§ TASK BRIEF
Your response should be every line of the data, written out exactly.

>>

PR #123, opened 2020-08-27
Avoid doubly tracing MongoClientSettingsBuilder

### LINKED ISSUE #122: Mongo instrumentation may duplicate traced command spans
We have observed Mongo queries being traced twice: Each duplicate span has a different span ID but the same parent span, and all span tags are the same. Investigating the issue, we found this issue filed against a similar project:

https://github.com/open-telemetry/opentelemetry-java-instrumentation/issues/457

This issue describes several scenarios where duplicate mongo `CommandListener`s could be injected into a `MongoClientSettings$Builder` instance. This problem appears to affect this project as well, as the mechanism for injecting a `CommandListener` is very similar to the approach used by open-telemetry/opentelemetry-java-instrumentation.

teleological:
Fixes #122: Mongo instrumentation may duplicate traced command spans

Check for already injected TracingCommandListener before injecting.
Patch derived from the fix for a similar issue in open-telemetry/opentelemetry-java-instrumentation.

### DIFF
--- a/dd-java-agent/instrumentation/mongo/driver-3.1/src/main/java/datadog/trace/instrumentation/mongo/MongoClientInstrumentation.java
+++ b/dd-java-agent/instrumentation/mongo/driver-3.1/src/main/java/datadog/trace/instrumentation/mongo/MongoClientInstrumentation.java
@@ -1,6 +1,7 @@
 package datadog.trace.instrumentation.mongo;
 
 import static java.util.Collections.singletonMap;
+import static net.bytebuddy.matcher.ElementMatchers.declaresField;
 import static net.bytebuddy.matcher.ElementMatchers.declaresMethod;
 import static net.bytebuddy.matcher.ElementMatchers.isMethod;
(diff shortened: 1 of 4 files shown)


rmfitzpatrick:
@teleological, thank you for your fix.  Would you mind pushing an amended commit to try to engage the Circle job?  There was a setting issue I've corrected--though we may need to close and reopen :(

teleological:
Thanks for looking at this, @rmfitzpatrick. I amended and re-pushed and it looks like Circle is building.

johnbley:
Hi @teleological - it looks like you'll need to run `./gradlew googleJavaFormat` to get the source into the proper format for our CI.  Some of the tests have sporadic failures - I'll worry about restarting those as necessary.

teleological:
Thank you, @johnbley: On it!

teleological:
Formatted. Glad to squash. LMK

johnbley:
> Formatted. Glad to squash. LMK

No need; will squash on merge.  Thanks again!

PR #125, opened 2020-08-31
Fix #124: Enable priority samplers to drop traces

### LINKED ISSUE #124: No way to drop traces in Java
SignalFX's tracing library for Java, unlike those for Ruby and Python, doesn't appear to provide a way to exclude traces from being forwarded. The Ruby and Python libraries, by comparison, make use of Jaeger clients which use the OpenTracing `sampling.priority` tag to determine whether to forward a trace.

The forked client in the Java library doesn't offer explicit support for `sampling.priority`, although it appears there may be server-side support for using it to force trace retention: https://docs.signalfx.com/en/latest/apm-pg/apm-pg-deployment/advanced-gateway-features.html#force-trace-retention (This feature may not be available to Ruby/Python/etc since the tag is intercepted by the client.)

On the other hand, the Java library offers some support for `manual.drop` and `manual.keep` tags, which appear as if they should enable this functionality. However, it seems that all of the configurable Samplers ignore span priority,  whether configured by their rules or by these tags, and always tell the Tracer to forward spans.

It's unclear whether the metrics property which is set according to these tags when a priority sampler is enabled (`_sampling_priority_v1`) causes traces to receive different processing once they have been received by SignalFX. I was able to confirm that `manual.drop` which sets the value for this metric to -1, does not have the effect of excluding traces from being recorded.

teleological:
This patch ensures that Rate-By-Service and Rule-Based samplers drop traces as configured, or when spans set `manual.drop` or `manual.keep`. The behavior of the default "All" Sampler is not changed.

### DIFF
--- a/dd-trace-ot/src/main/java/datadog/trace/common/sampling/RateByServiceSampler.java
+++ b/dd-trace-ot/src/main/java/datadog/trace/common/sampling/RateByServiceSampler.java
@@ -30,9 +30,8 @@ public class RateByServiceSampler implements Sampler, PrioritySampler, ResponseL
 
   @Override
   public boolean sample(final DDSpan span) {
-    // Priority sampling sends all traces to the core agent, including traces marked dropped.
-    // This allows the core agent to collect stats on all traces.
-    return true;
+    final Integer samplingPriority = span.getSamplingPriority();
+    return (samplingPriority != null && samplingPriority > 0);
   }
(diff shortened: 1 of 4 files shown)


johnbley:
See comment in #124  - please evaluate the OpenTelemetry agent (and possibly make a similar contribution there).  Thanks!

<<

§ TASK SOLUTION
PR #123, opened 2020-08-27
Avoid doubly tracing MongoClientSettingsBuilder

### LINKED ISSUE #122: Mongo instrumentation may duplicate traced command spans
We have observed Mongo queries being traced twice: Each duplicate span has a different span ID but the same parent span, and all span tags are the same. Investigating the issue, we found this issue filed against a similar project:

https://github.com/open-telemetry/opentelemetry-java-instrumentation/issues/457

This issue describes several scenarios where duplicate mongo `CommandListener`s could be injected into a `MongoClientSettings$Builder` instance. This problem appears to affect this project as well, as the mechanism for injecting a `CommandListener` is very similar to the approach used by open-telemetry/opentelemetry-java-instrumentation.

teleological:
Fixes #122: Mongo instrumentation may duplicate traced command spans

Check for already injected TracingCommandListener before injecting.
Patch derived from the fix for a similar issue in open-telemetry/opentelemetry-java-instrumentation.

### DIFF
--- a/dd-java-agent/instrumentation/mongo/driver-3.1/src/main/java/datadog/trace/instrumentation/mongo/MongoClientInstrumentation.java
+++ b/dd-java-agent/instrumentation/mongo/driver-3.1/src/main/java/datadog/trace/instrumentation/mongo/MongoClientInstrumentation.java
@@ -1,6 +1,7 @@
 package datadog.trace.instrumentation.mongo;
 
 import static java.util.Collections.singletonMap;
+import static net.bytebuddy.matcher.ElementMatchers.declaresField;
 import static net.bytebuddy.matcher.ElementMatchers.declaresMethod;
 import static net.bytebuddy.matcher.ElementMatchers.isMethod;
(diff shortened: 1 of 4 files shown)


rmfitzpatrick:
@teleological, thank you for your fix.  Would you mind pushing an amended commit to try to engage the Circle job?  There was a setting issue I've corrected--though we may need to close and reopen :(

teleological:
Thanks for looking at this, @rmfitzpatrick. I amended and re-pushed and it looks like Circle is building.

johnbley:
Hi @teleological - it looks like you'll need to run `./gradlew googleJavaFormat` to get the source into the proper format for our CI.  Some of the tests have sporadic failures - I'll worry about restarting those as necessary.

teleological:
Thank you, @johnbley: On it!

teleological:
Formatted. Glad to squash. LMK

johnbley:
> Formatted. Glad to squash. LMK

No need; will squash on merge.  Thanks again!

PR #125, opened 2020-08-31
Fix #124: Enable priority samplers to drop traces

### LINKED ISSUE #124: No way to drop traces in Java
SignalFX's tracing library for Java, unlike those for Ruby and Python, doesn't appear to provide a way to exclude traces from being forwarded. The Ruby and Python libraries, by comparison, make use of Jaeger clients which use the OpenTracing `sampling.priority` tag to determine whether to forward a trace.

The forked client in the Java library doesn't offer explicit support for `sampling.priority`, although it appears there may be server-side support for using it to force trace retention: https://docs.signalfx.com/en/latest/apm-pg/apm-pg-deployment/advanced-gateway-features.html#force-trace-retention (This feature may not be available to Ruby/Python/etc since the tag is intercepted by the client.)

On the other hand, the Java library offers some support for `manual.drop` and `manual.keep` tags, which appear as if they should enable this functionality. However, it seems that all of the configurable Samplers ignore span priority,  whether configured by their rules or by these tags, and always tell the Tracer to forward spans.

It's unclear whether the metrics property which is set according to these tags when a priority sampler is enabled (`_sampling_priority_v1`) causes traces to receive different processing once they have been received by SignalFX. I was able to confirm that `manual.drop` which sets the value for this metric to -1, does not have the effect of excluding traces from being recorded.

teleological:
This patch ensures that Rate-By-Service and Rule-Based samplers drop traces as configured, or when spans set `manual.drop` or `manual.keep`. The behavior of the default "All" Sampler is not changed.

### DIFF
--- a/dd-trace-ot/src/main/java/datadog/trace/common/sampling/RateByServiceSampler.java
+++ b/dd-trace-ot/src/main/java/datadog/trace/common/sampling/RateByServiceSampler.java
@@ -30,9 +30,8 @@ public class RateByServiceSampler implements Sampler, PrioritySampler, ResponseL
 
   @Override
   public boolean sample(final DDSpan span) {
-    // Priority sampling sends all traces to the core agent, including traces marked dropped.
-    // This allows the core agent to collect stats on all traces.
-    return true;
+    final Integer samplingPriority = span.getSamplingPriority();
+    return (samplingPriority != null && samplingPriority > 0);
   }
(diff shortened: 1 of 4 files shown)


johnbley:
See comment in #124  - please evaluate the OpenTelemetry agent (and possibly make a similar contribution there).  Thanks!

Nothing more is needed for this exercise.